In the just-ended, five-year Pacific Northwest Smart Grid Demonstration Project, Battelle found utilities using automated, electronic signals called "transactive controls" to predict peak power demand and send signals to smart grid devices were able to predict and respond to unexpected events on the grid, Battelle's director of the project Dr Ron Melton told us yesterday. Battelle took over administration of the demo project after some initial drama (SGT, 2009-Aug-28) and tested transactive controls using technology from Alstom and IBM.
The project used an Alstom-designed model that mimicked actual conditions on the grid in the region and a model from IBM of the Pacific Northwest that simulated theoretical grid scenarios, Melton said. The IBM-model tests showed that using transactive DR equipment on 30% of the regional grid could cut the region's peak power demand by about 7.8%, he added.
The transactive controls let utilities "coordinate and control" more accurately. "We were able to verify that the technology works as intended."
The transactive control technology Battelle tested could potentially be used for DR programs, but that would entail regulatory and policy changes, Melton said.
The main problem utilities faced was getting power dispatch signals from transactive technology but not being able to act on the signals using conventional DR programs, he added. But that situation could be changed.

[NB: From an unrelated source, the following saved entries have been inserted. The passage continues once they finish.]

Issue #16589, opened 2025-04-15
Add a button go to course page when new installer finsihed install the lenasys


a23dilel:
Here you can see that new installer shows 100%, but there is no button which can lead to somewhere. 

![Image](https://github.com/user-attachments/assets/cb6430d6-bb7a-4420-87e1-e92814fe9de5)

I was thinking, when new installer is finish install the lenasys then should be showing a green button which lead to course or home page.

PR #16623, opened 2025-04-15
Added a button for go to course page when installer is finish to inst…

a23dilel:
Now new LenaSYS installer has a button. When installer is finish to install the lenasys then the button will appear which lead to course page when the the button is pressed. This fixed issue #16589.

### DIFF
--- a/newinstaller/installer_ui.js
+++ b/newinstaller/installer_ui.js
@@ -212,6 +212,7 @@ function start_installer() {
 			if (targetValue === 100) {
 				setProgressBarWidth(100);
 				//progressPercentage.innerHTML = "100%";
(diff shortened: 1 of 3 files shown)


b23johgu (commented):
Skärmavbild 2025-04-15 kl  14 16 31

Looks and works great! Idk if its our responsibility to style it, but maybe add some margin around the button to separate it from the progress bar if its possible? 

As for the chosen text "Go to course" I'd suggest we go with "Finish" as that is what most installers have as "final" button. Some other suggestions are "Done" or "Complete installation" :)

a23dilel:
Ok, I have added a margin and renamed text!

PR #16632, opened 2025-04-15
Added microservice documentation viewer

### LINKED ISSUE #16522: Endpoint directory rendering
We want to reuse the markdown renderer from lenasys to render .md documentation of the micro services into html.

If a service such as courseed has documentation and description in .md format we can get this returned in md format or html format.

for example

microservicedirectory?name=course&render=html

or

microservicedirectory?name=course&render=md

md should be default if no render parameter is given

microservicedirectory?name=course

Related to issue "Microservice Directory Database #16538 ".

a23bensh:
This fixes #16522 and serves as a simple documentation viewer in MD (with the possibility of viewing in HTML). For expansion more files will need to be added not just 'testMarkDownFile.md' and for the HTML rendering support to work you would need to uncomment the segment mentioned in the code.

### DIFF
--- a/DuggaSys/microservices/endpointDirectory/directoryRendering.php
+++ b/DuggaSys/microservices/endpointDirectory/directoryRendering.php
@@ -1,0 +1,26 @@
+<?php
+header('Content-Type: text/plain');
+
+// Get parameters
+$serviceName = $_GET['name'] ?? '';
+$renderMode = $_GET['render'] ?? 'md';
+
+// Check if service name was entered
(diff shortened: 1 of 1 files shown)


a20artje (changes requested):
Code works as expected, but doesn't use the search queries from nameQuery, description search etc..

Is it possible to either:
Use those search results in this file with the render function already defined in endPointDirectory.php.

or

Add the functionality under everything in endPointDirectory.php.

So we can use the search queries already defined in those files to find the correct microservices.

PR #16633, opened 2025-04-15
G2 2025 v2 #16566

### LINKED ISSUE #16566: Find connection between Javascript and PHP
We need to find the file which calls the microservices(PHP) from Javascript. It is important to document the connection between php and javascript since it is not completely clear. We need this information so that can choose an approach on how to re-engineer the microservices. Either by commenting, but maybe easier in a .md document.

d22marwi:
I have updated the document further with information about the connections. There are many more, but I will continue with the documentation after the merge.

partly fixes #16566


a23gabli (approved):
Documentation looks good and information provided is correct.

Issue #16597, opened 2025-04-15
UML Inheritance triangle hitbox


a23aleva:
The standard collision detection for the UML Inheritance is creating a hitbox with the _width x height_ of the element which creates borders outside of the object itself - like a square or rectangle. The problem is that this makes the element overlap other objects even though the collision happens outside the visible boundaries of the element (the edges of the hitbox). The collision detection is calculated within the _helper.js_ file in the _entityIsOverlapping_ function.

https://github.com/user-attachments/assets/ab0e68bc-5c16-461f-aa06-0954c48db750

PR #16640, opened 2025-04-15
Better collision for UMLRelation #16597

a23miksk:
A small change where UMLRelation is added to a if statement that calculates collision better than before. The UMLRelation collision box is till not a perfect triangle but will now be a bit more precise.
image


a23eliax (approved):
a small change but made a good difference, works as expected!

Issue #16152, opened 2024-05-22
Enable retry on fail [newinstaller]


a22willi:
When the installer fails, it sends a json string containing the error message and what step it failed on. 

The installer can, using this be restarted from the step it failed on by sending parameter "starting_step" into the installer.

a23dilel:
I was thinking if installer failed to install the lenasys then a button should appear retry-button which does reset all steps and go to first step in the begining.

PR #16641, opened 2025-04-15
Added a button when installer failed to install lenasys

a23dilel:
I added a button when installer failed to install lenasys. This fixed issue #16152.


d22marwi (approved):
The button works as it should.

Issue #16536, opened 2025-04-14
UML final/initial state lines faulty attachment


a23aleva:
When adding lines to initial and final state elements the line only looks correct when the elements are vertically located (and even then it looks a tiny bit scuffed). Attaching lines should target the border of the circle states from all angles. This problem is mostly visible when using an UML final state since you can see the line crossing the empty inner ring. Since the initial state is just a dark spot the line's anchorage is never fully viewable.

![Image](https://github.com/user-attachments/assets/0994dfd2-48fc-4ed6-8078-07fa0603320c)

https://github.com/user-attachments/assets/b51222de-e866-4a38-9f7a-4c7af0115af3

PR #16645, opened 2025-04-15
[Issue #16536] Fixed line anchoring to UML FinalState elements

a22nevan:
The main issue here was that getLineAttributes returned the incorrect value for t.x when the lineDirection was left, returning x1 instead of x2, which didn't align with the value pattern the other directions were returning. **This should and probably will affect all types of lines**, although it will most likely expose faulty handling of line alignment.

Added special offsets for the UMLFinalstate, making sure that the line anchors to the outer ring at all zoom levels. 

image

SDElementLines demo

Also took the opportunity to tweak alignments for the other SD elements, making the line anchor a bit into the element, instead of right on the edge, which in my opinion looked and felt nicer during usage (very easily removed if unwanted).

image

**KNOWN ISSUES:**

"One area for further development would be, on the policy and regulatory side, to work out the basis for customer engagement as a responsive element of the power system, where they can respond on an event-driven basis, but to more events, or even on a continuous basis based on the demand signal," Melton said.
Transactive technology is not an endgame but a tool for expanding distributed and renewable energy-resource integration on the grid, he added. "It allows one to reveal the flexibility of behind-the-meter assets like water heaters and HVAC systems," Melton said.
Interoperability was an issue reported by utilities taking part in the project, he added. During the project, some utilities complained that integrating technology into the same project would often take much longer than planned, delaying the overall project while two vendors pointed fingers at each other without resolution, Melton said.
However, the situation is "getting better overall" as the technology matures and as vendors gain experience and learn from their challenges integrating technology in the last five years, he added.
Utilities need to identify specific interoperability needs and priorities so that the next set of standards can take them into account and respond to them, Melton said. He is also involved with the Smart Grid Interoperability Panel and the Gridwise Architecture Council.
The progress in interoperability paralleled the development of the Northwest project, and that interoperability issues were associated with technology picked at the start and do not necessarily still exist, he added.
But interoperability issues do persist, as Southern California Edison Advanced Technology Director Doug Kim recently pointed to proprietary technology as an issue that could hinder smart grid development (SGT, March-31).
Working with a large amount of data cropped up as an issue, and vendors should work to ensure they give utilities better tools for handling a much larger and more complex data stream than they may be used to, Melton said.
Generating good quality, usable data from smart grid systems can be fairly difficult, and utilities need to be able to compare data coming from their actual systems to the data that came from modeling or from sensors, so that they can flag data that does not look right, he added.
Larger utilities may have the capability to deal with data issues, whether that's through a larger staff or through a better toolset, but smaller and medium sized utilities will struggle without better vendor assistance, Melton said.
As the demo wraps up, utilities that took part are setting out on their own smart grid projects, Battelle told the press.
Idaho Falls Power will implement a conservation voltage reduction program throughout its distribution grid.
Avista Utilities will install voltage controls and fault-detection technology in its service area and also roll out an AMI program for Washington State customers next year, Battelle said.
Libby, Mont-based Flathead Electric will install 1,000 water heater load-control devices for residential and small business customers over the next five years, it added.